PROMPT:
Using the data below, work out how many lines contain "contiguously", and report only that number.

(INFORMATION PROVIDED begins)

PR #120, opened 2022-08-29
Add compression to traces in write_segmentation

CodyCBakerPhD:
Continuation of #117 to allow compression of segmentation extractor traces


src/neuroconv/tools/roiextractors/roiextractors.py
```diff
@@ -797,7 +804,7 @@ def add_fluorescence_traces(
 
         # Build the roi response series
         roi_response_series_kwargs.update(
-            data=np.array(trace).T,
+            data=H5DataIO(SliceableDataChunkIterator(trace, **iterator_options), **compression_options),
```
CodyCBakerPhD: This is temporary - an actual `SegmentationExtractorDataChunkIterator(GenericDataChunkIterator)` would be preferred, but best in follow-up PR.

src/neuroconv/tools/roiextractors/roiextractors.py
```diff
@@ -691,6 +694,10 @@ def add_fluorescence_traces(
     NWBFile
         The nwbfile passed as an input with the fluorescence traces added.
     """
+    if iterator_options is None:
```
h-mayorquin, line 697: What about using the or notation in these cases here that I have seen you using in other places?
`iterator_options = iterator_options or dict()`

src/neuroconv/datainterfaces/ophys/basesegmentationextractorinterface.py
```diff
@@ -67,6 +67,8 @@ def run_conversion(
         stub_test: bool = False,
         stub_frames: int = 100,
         include_roi_centroids: bool = True,
+        iterator_options: Optional[dict] = None,
```
h-mayorquin, line 70: What do you think on making this more specific by naming this `hdmf_iterator_options` and `hdmf_compression_options`?

h-mayorquin (changes requested):
I think we should keep the option for non-iterative write. I think this has the advantage to decouple the testing in the following way: we can test everything related to the writing in the right place (naming and of series and location of processing module), data shape and pynwb parameters with the non-iterative (non wrapped in `H5DataIO`) and then just test propagation of options to the hdmf wrappers as we have done in `test_tools_spikeinterface `(so we also have a consistent testing style). This would keep the testing of everything above separate from wrapping and simplify the tests a little bit as you avoid the data extraction nesting that the hdmf wrapper imply (i.e. `processing_modue["SeriesName'].data.data.data`). What do you think? Of course, if you agree with this view,  I think should be done in another PR (there are some things that need to be changed in the two photon series testing as well).

Some minor comments, but add the changes to the CHANGELOG and this should be good to go.

src/neuroconv/tools/roiextractors/roiextractors.py
CodyCBakerPhD: Sure

src/neuroconv/datainterfaces/ophys/basesegmentationextractorinterface.py
CodyCBakerPhD: Too much typing, and no one needs to know that it has anything to do with HDMF underneath

CodyCBakerPhD: Also - just imagining - what if we one day have compression/iterators that aren't reliant on HDMF? I'd rather not have to add or modify the keyword argument name to correct that or worse, add a separate argument. Better to just have all that be a part of the dictionary

CodyCBakerPhD:
> I think we should keep the option for non-iterative write.

Sure, that's fine. More control is always better and there are cases where writing contiguously can be preferred for performance.

I'd say let's do it in a follow-up where we standardize all the `iterator_options` and remove `iterator_type` across the other tools, what do you think? Can add more robust testing then as well.

> I think this has the advantage to decouple the testing in the following way: we can test everything related to the writing in the right place (naming and of series and location of processing module), data shape and pynwb parameters with the non-iterative (non wrapped in H5DataIO) and then just test propagation of options to the hdmf wrappers as we have done in test_tools_spikeinterface (so we also have a consistent testing style). This would keep the testing of everything above separate from wrapping and simplify the tests a little bit as you avoid the data extraction nesting that the hdmf wrapper imply (i.e. processing_modue["SeriesName'].data.data.data).

I don't mind testing all of it - while it's not our responsibility per se to test that the `H5DataIO` and such actually work, it's not difficult to test that they apply and produce expected results. More tests are always better

h-mayorquin:
> > I think we should keep the option for non-iterative write.
> 
> Sure, that's fine. More control is always better and there are cases where writing contiguously can be preferred for performance.

> I'd say let's do it in a follow-up where we standardize all the `iterator_options` and remove `iterator_type` across the other tools, what do you think? Can add more robust testing then as well.

Yep, I think this makes sense.
 
> > I think this has the advantage to decouple the testing in the following way: we can test everything related to the writing in the right place (naming and of series and location of processing module), data shape and pynwb parameters with the non-iterative (non wrapped in H5DataIO) and then just test propagation of options to the hdmf wrappers as we have done in test_tools_spikeinterface (so we also have a consistent testing style). This would keep the testing of everything above separate from wrapping and simplify the tests a little bit as you avoid the data extraction nesting that the hdmf wrapper imply (i.e. processing_modue["SeriesName'].data.data.data).
> 
> I don't mind testing all of it - while it's not our responsibility per se to test that the `H5DataIO` and such actually work, it's not difficult to test that they apply and produce expected results. More tests are always better

I think that testing  more is fine but to me the important thing is to separate this two scenarios.

src/neuroconv/datainterfaces/ophys/basesegmentationextractorinterface.py
h-mayorquin: Yes, I am on the fence on that one. I agree that that's probably leaking too much information to users which can be better described in the docstring. The concern comes from the fact that the word iterator has a wider meaning in Python that does not match with the specific and narrow meaning* of the word in HDMF and I wanted to indicate or disambiguate that. It does not come from a desire to let the users know that the we use THAT iterator.

What I mean is that the iterator here is a specific type of iterator that is focused mainly in solving the problem of writing data efficiently without loading everything into memory.  Maybe `iterative_write_options` would be a better description? That's what they use in their tutorial to describe the problem / context that the tool is solving:
https://pynwb.readthedocs.io/en/stable/tutorials/advanced_io/iterative_write.html#sphx-glr-tutorials-advanced-io-iterative-write-py

h-mayorquin (approved):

(INFORMATION PROVIDED ends)

PROBLEM SOLUTION:
2